Дорога в мужество | страница 101



Лишь к полуночи улегся, утихомирился расчет. Женя при свете аккумулятора читала в своей «светелке», но вот и она стала укладываться.

Свет погас. Негромко похрапывали Чуркин и Суржиков, что-то гортанно выкрикивал на своем языке Асланбеков, по крыше землянки топтался Лешка-грек.

Сергей скорее почувствовал, чем услышал, шепот Жени:

— Не спишь, Сережа? Ты был в Донбассе?

— Не пришлось.

— Наша степь похожа на вашу, задонскую. Только оврагов у нас!.. И глубокие-глубокие!.. Мне у нас больше нравится.

— Так всегда… — убежденно прошептал Сергей. — Но ты зря волнуешься, Жень. Все будет в порядке. Скоро получишь ответ. Вот мало-мальски там наладится…

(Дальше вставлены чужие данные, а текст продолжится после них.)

PR #227, opened 2022-02-01
fix(codegen): "Namespace" C enums.

amitlissack:
Prefix generated C enums with CAN to avoid clashes with C++. More consistent with C-style.

This is an issue for bootloader simulator as it uses both C++ and C generated types.


sfoster1 (approved):
oh, C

— Хороший ты парень, Сережа… — каким-то странным голосом сказала Женя, будто сожалела, что он хороший.

— Спасибо. Есть лучше.

«Может, я и хороший, да что толку? Быть бы мне еще и красивым, к примеру, как наш сержант, который для тебя — единственный свет в окошке. Чуркин однажды брякнул к слову: «Парень чуть красивше черта — уже красавец!» Че-пу-ха…»

Кажется, и Женя заснула, дышит глубоко, ровно.

После он и себе не мог объяснить, каким образом попала в прореху в брезенте его рука, ощутила кончиками пальцев теплоту Жениных волос, скользнула вниз, на твердую прохладную округлость плеча.

Было ему и тревожно и стыдно, и все же он не спешил убирать руку, будто это робкое прикосновение к девичьему телу могло объяснить скрытую в нем святую и мучительную тайну.

Наверху закашлялся Лешка-грек. Женя, показалось, вздрогнула. Сергей отдернул руку, а потом еще долго лежал, затаенно прислушиваясь к ее дыханию и глядя в темноту.

Утром, приняв пост у орудия, удивился. Те же пушки на позиции, наглухо зачехленные, те же голубоватые редкие дымки над трубами, стежки от орудия к орудию, в камень утрамбованные ногами часовых, — ничего нового, кроме алых флажков над входами в землянки, а позиция преобразилась. Красивее стало и вроде бы ярче, будто беспросветное небо над огневой не так серо, как по сторонам, и оттуда, с неба, струится какой-то мягкий серебрящийся свет. Две девушки-прибористки, принаряженные и быстрые, пробежали на кухню, тотчас выскочили оттуда — одна с утюгом, другая с одеялом. Из землянки Мещерякова вышел, прихрамывая, на центр огневой старшина, помолодевший, в новой шинели и в начищенных сапогах:

— Батарея, строиться!

Бондаревич задержал расчет в окопе. Чуркину приказал надеть погоны поновее. Лешку-грека заставил почистить пряжку ремня.

Женя стояла у правой снарядной ниши вполоборота к Сергею. В туго затянутой ремнем шинели, прикрывавшей до половины голенища сапог, в шапке-ушанке, она походила на стройного, хорошенького мальчишку. И теперь была как бы ближе ему и роднее. Вчерашнего стыда поубавилось, зато, казалось, повзрослел лет на пять и вырос на целую голову.